The bazaar is the pulse of the nation. Everyone was selling and buying. We wandered in and out of the alleys into the main building of the Khujand Bazaar. It was a huge spacious grand arched and pillared hall, one hundred fifty meters long and eighty meters wide, two storied, with a ring of open balconies looking down below on the crowd. Thousands of people were busy with their selling and buying. In the midst of the crowd, the fruit and nuts and vegetables and exotic spices and herbs still dominated the colorful scene. The place was alive with commerce. My friends were looking for walnuts. The nuts were so small compared to those in California, but they were displayed in open bags, along with dried orange apricots, pistachios, and almonds by the bushels full, of so many sorts. I wanted to buy some pistachios for my father-in-law Boris Osipovich. I bargained for the prices. There were four kinds of pistachios – two were salted, and two were not. I asked for a sample, and the salteds, although small, were rich in flavor, but the non-salteds were full of meat, robust, easy to split. They tasted roasted. Delicious. I ordered two half-kilos of the most expensive salted and plain nuts.
Just as I passed a fifty-Somoni note to the vendor, my friend Shamsi said “Wayne, Julia is here.” I looked up into the familiar face of a strikingly beautiful woman! She was so perfect. My heart stopped at her sculpted Tajik features, angular, dark eyebrows, clear white face, smooth round features with predominant cheekbones. Hers were full red-painted lips. A silk veil wrapped over her jet-black hair, and she wore a full length dazzling colored silk shift. Her smile and greeting were infectious. At first I tried to place her among the hundreds of folks I’d met lately, but because of her wonderful personality that overwhelmed me and such a friendly smile, I knew Julia immediately from my first visit last spring. She radiated hospitality – just like last May in the persimmon orchards of her husband when she brought us lunch. The persimmons were growing like crazy and the grass on the orchard floor was emerald green. She spread a fancy table cloth on the grass and served us one of those fantastic local meals of chai (of course), round flat bread, smetana, some cut meats, candies and fruit. At the end of my visit with her husband, my host, I gave her and her husband Konstantine small presents and Julia reciprocated by giving me a fine tablecloth for my Irina. At the time I was enamored by her presence, but she was the wife of my host, so there could only have been admiration. She wasn’t afraid of me then, and we talked of orchards and families, and of California. The sky was clear and the birds sang even above the cluck of the hens and the cows munching the herbs surviving the planet.
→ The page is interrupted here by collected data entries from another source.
PR #181, opened 2022-08-22
Refactoring: Restructure project layout

vmanilo:
## Changes: set new project layout
- twingate
  - provider.go                  --  main provider file
  - internal
    - client                          -- implements graphql queries to the backend
    - model                         -- implements data objects which consumes provider code 
    - provider
      - datasource              -- provider datasources 
      - resource                  -- provider resources 
    - test                             --  main package with tests
      - acctests
        - datasource
        - resource
      - client
      - sweepers
    - utils

Now provider code doesn't depend on graphql library, it uses only in the client package and provider operates with model objects


docs/index.md
```diff
@@ -36,7 +36,7 @@ provider "twingate" {
 - `api_token` (String, Sensitive) The access key for API operations. You can retrieve this
 from the Twingate Admin Console ([documentation](https://docs.twingate.com/docs/api-overview)).
 Alternatively, this can be specified using the TWINGATE_API_TOKEN environment variable.
-- `http_max_retry` (Number) Specifies a retry limit for the http requests made. This default value is 10.
+- `http_max_retry` (Number) Specifies a retry limit for the http requests made. This setting is 10.
```
ekampf, line 39: Why did this change?   the correct working is the original ("The default value is")

twingate/provider.go
```diff
@@ -46,42 +58,42 @@ func providerOptions() map[string]*schema.Schema {
...
+				"Alternatively, this can be specified using the %s environment variable", DefaultHTTPTimeout, EnvHTTPTimeout),
 		},
 		"http_max_retry": {
 			Type:        schema.TypeInt,
 			Optional:    true,
-			DefaultFunc: schema.EnvDefaultFunc("TWINGATE_HTTP_MAX_RETRY", DefaultHTTPMaxRetry),
-			Description: "Specifies a retry limit for the http requests made. This default value is 10.\n" +
-				"Alternatively, this can be specified using the TWINGATE_HTTP_MAX_RETRY environment variable",
+			DefaultFunc: schema.EnvDefaultFunc(EnvHTTPMaxRetry, DefaultHTTPMaxRetry),
+			Description: fmt.Sprintf("Specifies a retry limit for the http requests made. This setting is %s.\n"+
```
ekampf, line 95: This shouldn't have changed

docs/index.md
vmanilo: thank you for the comment, yeah really not sure at which point I've change it, but agree with your proposal.
Will change it to original one

twingate/provider.go
vmanilo: right, thanks for the fix

docs/index.md
vmanilo: regenerated docs

PR #194, opened 2022-10-04
Fix connector resource read/create/update operations

vmanilo:
Update connector resource

## Changes
- fix read/create/update operations
- extracted connector tokens


twingate/resource_connector.go
```diff
@@ -129,15 +115,22 @@ func resourceConnectorRead(ctx context.Context, resourceData *schema.ResourceDat
 		return diag.FromErr(err)
 	}
 
-	if err := resourceData.Set("name", connector.Name); err != nil {
+	if err := resourceData.Set("name", string(connector.Name)); err != nil {
 		return diag.FromErr(fmt.Errorf("error setting name: %w ", err))
 	}
 
+	var connectorRemoteNetworkID string
 	if connector.RemoteNetwork != nil {
```
ekampf, line 123: Is this check necessary? 
`remoteNetwork` is a required field on Connector. There is no way you reached here and it's `nil` because you wouldnt have gotten an `err` if server returned such response
Screen Shot 2022-10-14 at 5 15 53 PM

vmanilo: I see your point, yes we can simplify this code

vmanilo: fixed

ekampf (approved):

PR #196, opened 2022-10-10
Fix resource create/update

vmanilo:
Resolves  resource create/update operation

## Changes
- added read helper method


twingate/client_resource.go
```diff
@@ -21,6 +21,46 @@ type Resource struct {
...
+	}
+	RemoteNetwork struct {
+		ID graphql.ID
+	}
+	Groups struct {
+		PageInfo struct {
+			HasNextPage graphql.Boolean
+		}
+		Edges []*Edges
+	} `graphql:"groups(first: $first)"`
```
ekampf, line 38: `$first` is not a good name as its very generic - what if we had multiple different connections we wanted to paginate here?
This should be something like `$groupsFirst` or `$groupsPageSize`

twingate/client_resource.go
```diff
@@ -145,56 +185,40 @@ func convertPorts(ports []string) ([]*PortRangeInput, error) {
...
 
-func (client *Client) createResource(ctx context.Context, resource *Resource) error {
+func (client *Client) createResource(ctx context.Context, resource *Resource) (*Resource, error) {
 	variables := map[string]interface{}{
 		"name":            resource.Name,
 		"address":         resource.Address,
 		"remoteNetworkId": resource.RemoteNetworkID,
 		"groupIds":        resource.GroupsIds,
 		"protocols":       resource.Protocols,
+		"first":           graphql.Int(readResourceQueryGroupsSize),
```
ekampf, line 199: See comment above - https://github.com/Twingate/terraform-provider-twingate/pull/196/files#r996166727

twingate/client_resource.go
```diff
@@ -259,32 +267,39 @@ func (client *Client) readResources(ctx context.Context) ([]*Edges, error) { //n
...
-func (client *Client) updateResource(ctx context.Context, resource *Resource) error {
+func (client *Client) updateResource(ctx context.Context, resource *Resource) (*Resource, error) {
 	variables := map[string]interface{}{
 		"id":              resource.ID,
 		"name":            resource.Name,
 		"address":         resource.Address,
 		"remoteNetworkId": resource.RemoteNetworkID,
 		"groupIds":        resource.GroupsIds,
 		"protocols":       resource.Protocols,
+		"first":           graphql.Int(readResourceQueryGroupsSize),
```
ekampf, line 284: same

ekampf (changes requested):
Looks good but require a small fix

twingate/client_resource.go
vmanilo: good point, thank you

vmanilo: updated

ekampf (approved):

Now, she was there in front of me again at random in the universe in the bazaar! Out of the massive crowd, so many thousands of people, and there she was, something special in my own personal history. Her eyes were again friendly. My heart melted. I said in my broken Russian “We planned to come and visit your farm again tomorrow morning and it will be a pleasure to see you and your family then.” She said, “That would be good.” I noted to her that the (like-wise beautiful) young woman next to her must be her daughter. She introduced us to her daughter, Natasha. Natasha was very good looking as well, but filled with the impatience of youth to continue on shopping. I said “Until tomorrow.” She reached out her hand to say goodbye. I took her hand and kissed it. She disappeared into the crowd.